BRIEF: Please return each record exactly as it stands.

Stored data
Segment Open
PR #366, opened 2019-06-19
Implement LearningObjectGateway for FileMetadata module

gshaw1997:
This PR implements a `ModuleLearningObjectGateway` which proxies request through the `LearningObjectAdapter`. This Gateway allows the `FileMetadata` module to fetch data about Learning Objects.

### DIFF
--- a/src/FileMetadata/drivers/LearningObjectGateway/ModuleLearningObjectGateway.ts
+++ b/src/FileMetadata/drivers/LearningObjectGateway/ModuleLearningObjectGateway.ts
@@ -1,0 +1,50 @@
+import { LearningObjectGateway } from '../../interfaces';
+import { Requester, LearningObjectSummary } from '../../typings';
+import { LearningObjectAdapter } from '../../../LearningObjects/LearningObjectAdapter';
+
+export class ModuleLearningObjectGateway extends LearningObjectGateway {
+  private adapter: LearningObjectAdapter = LearningObjectAdapter.getInstance();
Segment Closed
ANSWER BOX:
PR #366, opened 2019-06-19
Implement LearningObjectGateway for FileMetadata module

gshaw1997:
This PR implements a `ModuleLearningObjectGateway` which proxies request through the `LearningObjectAdapter`. This Gateway allows the `FileMetadata` module to fetch data about Learning Objects.

### DIFF
--- a/src/FileMetadata/drivers/LearningObjectGateway/ModuleLearningObjectGateway.ts
+++ b/src/FileMetadata/drivers/LearningObjectGateway/ModuleLearningObjectGateway.ts
@@ -1,0 +1,50 @@
+import { LearningObjectGateway } from '../../interfaces';
+import { Requester, LearningObjectSummary } from '../../typings';
+import { LearningObjectAdapter } from '../../../LearningObjects/LearningObjectAdapter';
+
+export class ModuleLearningObjectGateway extends LearningObjectGateway {
+  private adapter: LearningObjectAdapter = LearningObjectAdapter.getInstance();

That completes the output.